[Saved data entries]
.....
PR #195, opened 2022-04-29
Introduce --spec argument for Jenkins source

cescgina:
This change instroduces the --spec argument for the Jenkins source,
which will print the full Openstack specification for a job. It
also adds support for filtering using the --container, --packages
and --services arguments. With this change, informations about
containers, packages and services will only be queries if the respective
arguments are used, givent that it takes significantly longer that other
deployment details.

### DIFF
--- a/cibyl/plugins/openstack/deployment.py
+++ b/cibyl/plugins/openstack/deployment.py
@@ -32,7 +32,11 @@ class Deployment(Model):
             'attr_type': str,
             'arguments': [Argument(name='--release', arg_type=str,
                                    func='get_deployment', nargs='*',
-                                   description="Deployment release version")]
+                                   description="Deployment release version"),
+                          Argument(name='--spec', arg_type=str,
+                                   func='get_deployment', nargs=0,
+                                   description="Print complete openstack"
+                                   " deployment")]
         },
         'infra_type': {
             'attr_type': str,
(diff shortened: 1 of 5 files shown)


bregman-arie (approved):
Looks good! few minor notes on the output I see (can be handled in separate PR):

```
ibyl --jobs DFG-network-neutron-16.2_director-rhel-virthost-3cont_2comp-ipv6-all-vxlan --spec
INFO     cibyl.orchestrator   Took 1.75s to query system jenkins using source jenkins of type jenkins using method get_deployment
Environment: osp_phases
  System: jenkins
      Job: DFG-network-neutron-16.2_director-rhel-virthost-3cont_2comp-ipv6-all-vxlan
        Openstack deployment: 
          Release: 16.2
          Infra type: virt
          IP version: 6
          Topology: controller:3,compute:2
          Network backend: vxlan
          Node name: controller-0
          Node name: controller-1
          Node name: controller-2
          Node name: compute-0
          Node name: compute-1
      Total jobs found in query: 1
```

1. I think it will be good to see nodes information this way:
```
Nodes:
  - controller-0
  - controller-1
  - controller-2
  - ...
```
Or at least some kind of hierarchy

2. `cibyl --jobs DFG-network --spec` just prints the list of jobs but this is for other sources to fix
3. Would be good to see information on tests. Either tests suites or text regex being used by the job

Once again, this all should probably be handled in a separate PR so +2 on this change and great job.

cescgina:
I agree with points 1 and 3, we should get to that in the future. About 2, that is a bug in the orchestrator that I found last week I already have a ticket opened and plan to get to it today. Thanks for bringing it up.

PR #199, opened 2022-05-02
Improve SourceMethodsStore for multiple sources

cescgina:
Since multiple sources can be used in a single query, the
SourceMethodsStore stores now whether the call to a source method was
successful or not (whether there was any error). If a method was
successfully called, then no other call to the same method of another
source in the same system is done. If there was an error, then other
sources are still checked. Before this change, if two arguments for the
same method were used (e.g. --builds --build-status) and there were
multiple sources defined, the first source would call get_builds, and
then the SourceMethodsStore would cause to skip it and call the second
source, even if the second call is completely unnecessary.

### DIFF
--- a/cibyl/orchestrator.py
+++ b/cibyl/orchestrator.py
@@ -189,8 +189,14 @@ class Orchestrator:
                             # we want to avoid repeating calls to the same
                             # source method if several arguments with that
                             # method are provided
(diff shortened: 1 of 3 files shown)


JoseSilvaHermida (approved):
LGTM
.....
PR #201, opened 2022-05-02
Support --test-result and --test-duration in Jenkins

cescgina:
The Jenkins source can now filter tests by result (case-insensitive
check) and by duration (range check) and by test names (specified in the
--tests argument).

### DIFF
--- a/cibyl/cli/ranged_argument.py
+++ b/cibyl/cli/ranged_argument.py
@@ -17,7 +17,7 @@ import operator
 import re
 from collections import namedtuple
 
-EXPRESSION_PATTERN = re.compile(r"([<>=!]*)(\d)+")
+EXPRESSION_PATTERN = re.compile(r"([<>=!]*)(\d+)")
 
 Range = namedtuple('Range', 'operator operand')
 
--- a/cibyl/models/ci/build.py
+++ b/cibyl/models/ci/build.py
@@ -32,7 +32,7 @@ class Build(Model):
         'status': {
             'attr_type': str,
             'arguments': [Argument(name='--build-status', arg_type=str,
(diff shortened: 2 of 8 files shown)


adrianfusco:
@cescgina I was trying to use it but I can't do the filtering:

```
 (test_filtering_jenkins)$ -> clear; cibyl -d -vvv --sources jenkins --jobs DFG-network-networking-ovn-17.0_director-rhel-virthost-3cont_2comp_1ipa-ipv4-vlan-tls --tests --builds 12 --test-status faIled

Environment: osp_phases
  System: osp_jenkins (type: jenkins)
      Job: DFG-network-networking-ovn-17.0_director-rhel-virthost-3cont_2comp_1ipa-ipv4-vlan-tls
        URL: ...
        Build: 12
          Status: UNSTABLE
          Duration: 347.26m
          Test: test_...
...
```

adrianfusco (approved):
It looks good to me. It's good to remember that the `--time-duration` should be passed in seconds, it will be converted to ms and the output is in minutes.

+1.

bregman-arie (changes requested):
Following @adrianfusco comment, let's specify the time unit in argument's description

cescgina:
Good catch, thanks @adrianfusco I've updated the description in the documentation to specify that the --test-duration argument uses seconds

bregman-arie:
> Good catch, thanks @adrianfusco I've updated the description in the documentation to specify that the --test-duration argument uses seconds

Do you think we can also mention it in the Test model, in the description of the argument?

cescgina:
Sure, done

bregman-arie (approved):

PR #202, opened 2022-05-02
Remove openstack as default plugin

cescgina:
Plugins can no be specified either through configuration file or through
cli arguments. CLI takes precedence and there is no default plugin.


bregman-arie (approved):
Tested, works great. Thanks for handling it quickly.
.....
What the task asks: How many of the lines above include "vxlan"? Only the number should be given.

Answer box: 3